Following are the views that were created as part of the news database:
- MostViewedPaths
create view MostViewedPaths as (
select path, count(*) as views
from log
where path like '/_%'
group by path
order by views desc);
- articleShortInfo
create view articleShortInfo as (
select a.title, c.name, b.views
from articles as a join MostViewedPaths as b
on concat('/article/', a.slug) = b.path
join authors as c
on a.author = c.id
order by views desc);
- LogRequests
create view LogRequests as (
select time::timestamp::date, count(*) as total
from log
group by time::timestamp::date
order by total desc);
- ErrorRequests
create view ErrorRequests as (
select time::timestamp::date, count(*) as errors
from log
where status like '4%' or status like '5%'
group by time::timestamp::date
order by errors desc);
The newsdb.py file contains the implementations for the three functions:
get_most_popular_articles()
get_most_popular_authors()
get_most_logged_errors()
In each of the these functions, a new Connection object and Cursor object are created as:
DBNAME = "news"
conn = psycopg2.connect(database=DBNAME)
cursor = conn.cursor()
Then, the query is run using the cursor.execute()
function.
The data is fetched using cursor.fetchall()

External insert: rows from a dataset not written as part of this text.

PR #158, opened 2018-05-14
Shanel/android impl

shanelile:
Refactors tracing to include platform specific definitions and fixes some build warnings and issues with the Android project.

### DIFF
--- a/Source/Logger/Android/android_logger.cpp
+++ b/Source/Logger/Android/android_logger.cpp
@@ -1,0 +1,31 @@
+#include <Android/log.h>
+#include <httpClient/pal.h>
+#include <httpClient/trace.h>
+
+void Internal_HCTraceMessage(const char* areaName, HCTraceLevel traceLevel, const char* message)
+{
+    int androidLogPriority = ANDROID_LOG_UNKNOWN;
+
+    switch (traceLevel) {
+        case HCTraceLevel_Off:
+            androidLogPriority = ANDROID_LOG_SILENT;
+            break;
+        case HCTraceLevel_Error:
+            androidLogPriority = ANDROID_LOG_ERROR;
+            break;
+        case HCTraceLevel_Warning:
+            androidLogPriority = ANDROID_LOG_WARN;
+            break;
+        case HCTraceLevel_Important:
+            androidLogPriority = ANDROID_LOG_WARN;
+            break;
+        case HCTraceLevel_Information:
+            androidLogPriority = ANDROID_LOG_INFO;
+            break;
+        case HCTraceLevel_Verbose:
+            androidLogPriority = ANDROID_LOG_VERBOSE;
+            break;
+    }
+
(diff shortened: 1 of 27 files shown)


Source/Logger/trace.cpp
```diff
@@ -156,7 +147,7 @@ void TraceMessageToDebugger(
 
     char outputBuffer[BUFFER_SIZE] = {};
     // [threadId][level][time][area] message
-    auto written = stprintf_s(outputBuffer, "[%04X][%s][%02d:%02d:%02d.%03u][%s] %s",
+    auto written = stprintf_s(outputBuffer, "[%04" PRIX64 "][%s][%02d:%02d:%02d.%03u][%s] %s",
```
lubeltra: have you tried `llX`?
I would like to avoid using the macro type specifiers if possible

Source/Logger/iOS/ios_logger.cpp
```diff
@@ -0,0 +1,8 @@
+#include "pch.h"
+
+#include <httpClient/trace.h>
+
+void Internal_HCTraceMessage(const char* areaName, HCTraceLevel traceLevel, const char* message)
```
lubeltra: We should discuss if we want to move all the debug log formatting in this function as a future bit of work

Source/Logger/trace.cpp
shanelile: llX works, I can change it to use that.

Source/Logger/Android/android_logger.cpp
```diff
@@ -0,0 +1,31 @@
+#include <Android/log.h>
```
matt-vanderkolk: >include [](start = 1, length = 7)

include pch

Source/Logger/Android/android_logger.cpp
```diff
@@ -0,0 +1,31 @@
...
+#include <httpClient/pal.h>
+#include <httpClient/trace.h>
+
+void Internal_HCTraceMessage(const char* areaName, HCTraceLevel traceLevel, const char* message)
+{
+    int androidLogPriority = ANDROID_LOG_UNKNOWN;
+
+    switch (traceLevel) {
```
matt-vanderkolk: > { [](start = 23, length = 2)

new line?

Utilities/CMake/CMakeLists.txt
```diff
@@ -191,6 +191,13 @@ set(Logger_Source_Files
     ../../../Source/Logger/log_publics.cpp
     )
 
+set(Windows_Logger_Source_Files
+   ../../../Source/Logger/Win/win_logger.cpp
+   )
+
+set(Android_Logger_Source_Files
+	../../../Source/Logger/Android/android_logger.cpp
+	)
```
matt-vanderkolk: replace tabs with spaces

and stored in a local variable which is returned by the respective functions.
Finally, the connection is closed using conn.close()
within each function.
- Copy the python files to the folder which contains the newsdata.sql file.
- If the folder doesn't already contain a Vagrantfile. Run the following command to create one.
vagrant init
- To start the virtual machine, from your local directory, run the following command:
vagrant up
- Then to drop a full-fledged SSH session, run the following command:
vagrant ssh
- Type
psql
to switch to the interactive terminal for working with PostgreSQL. - Now create a new database(if it doesn't exist already):
create database news;
-
Then exit with Ctrl + D.
-
Run
psql -d news -f newsdata.sql
to create the tables authors, articles and log. This will exit the psql terminal. -
Start the psql terminal with
psql
and move into the news database with\c news
. -
Now open up another Command Prompt. Move to the project directory. Run
vagrant ssh
to move into the VM. -
Run the newsdata.py file with the following command after moving into the file's location to get the output:
python newsdata.py
To know how the output looks check here.
The content of this repository is licensed under MIT.